Records excerpted from a collection:
Issue #416, opened 2024-01-25
Issue: Implement Dynamic Year in Footer


AdityyaX:
Currently, the copyright year in the footer of our website requires manual updates every new year. To enhance user experience and alleviate the need for annual adjustments, we propose implementing a dynamic year feature.

quozl:
Please don't open an issue if you are planning to open a pull request. Just open the pull request instead. Issues are best used for things you are not going to fix, and hope someone else will fix them.

You also forgot to link your pull request to the issue.  I shall do that now; https://github.com/sugarlabs/www/pull/417

quozl:
Note the feature must not use the clock of the browser to determine the year; it must be set by the files in the repository.

pikurasa:
We do not plan to implement this.

PR #447, opened 2024-08-01
Dynamically update copyright year based on latest commit date

Keshav-girase:
I’m contributing to the project for the first time and have added a feature to dynamically update the footer copyright year based on the latest GitHub commit date.

1. Code: Fetches the latest commit date from the GitHub API and updates the footer year.
2. Verification: Clone the repo, check the footer in a browser, and verify the year updates correctly.

Please review the changes and guide me if there are any adjustments needed before merging.

Thanks!

### DIFF
--- a/_includes/footer.html
+++ b/_includes/footer.html
@@ -82,7 +82,7 @@
                 <div class="row" >
                     <div class="col-md-12" style="margin-top:12px;">
                         <p style="font-size:13px;" class='text-center-md'>
-                        Copyright &copy; 2024 Sugar Labs&reg; available under the <a rel="license" href="http://creativecommons.org/licenses/by-sa/4.0/">Creative Commons Attribution-ShareAlike 4.0 International License(CC BY-SA)</a>.</br>
+                        Copyright &copy; <span id="year">2024</span> Sugar Labs&reg; available under the <a rel="license" href="http://creativecommons.org/licenses/by-sa/4.0/">Creative Commons Attribution-ShareAlike 4.0 International License(CC BY-SA)</a>.</br>
                         Website base template: Designed and developed by Themefisher
                         </p>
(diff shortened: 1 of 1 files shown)


quozl:
Fascinating.  @AdityyaX, please review.  You opened issue https://github.com/sugarlabs/www/issues/416, and you contributed an early change, so you are a great candidate to do the review.  Also, as far as I know, nobody else wants the year to be dynamic.  It's your idea, and now someone else has suggested a solution.

We also have https://github.com/sugarlabs/www/pull/417 still open without progress toward agreement.

As there, I still think the year should not be dynamic, but that won't stop me reviewing.  This pull request 447 makes the web site rely on a connection to GitHub at the time of page load, but does default to 2024.

Keshav-girase:
@quozl Thanks for the feedback. I understand the concerns about relying on GitHub for the year update. The default to 2024 ensures the site remains functional. I appreciate your review and am open to any suggestions.

quozl:
Okay, can you tell me why you think it should be done at all?  There's so much else not done, like actual content.

Keshav-girase:
I appreciate your perspective. I suggested this change to ensure the footer year is always current without needing manual updates, which can sometimes be overlooked. However, I understand that focusing on actual content is a higher priority. I'm happy to focus on other tasks that align better with our current goals.

quozl:
But why do you think the footer year should be always current?  Perhaps it should be the date the page content was last changed?  We should strive to be accurate on our web site, and that includes how current the content is.  Claiming the content as more current than it is would be deceptive.  For instance, most of index.html was written before 2018, yet the footer suggests 2024.

pikurasa:
We appreciate this, but we will not be doing dynamic copyright years.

- TASK REQUIREMENTS:
Gather each line from the entries above that includes the word "commit".

- EXPECTED ANSWER:
Dynamically update copyright year based on latest commit date
I’m contributing to the project for the first time and have added a feature to dynamically update the footer copyright year based on the latest GitHub commit date.
1. Code: Fetches the latest commit date from the GitHub API and updates the footer year.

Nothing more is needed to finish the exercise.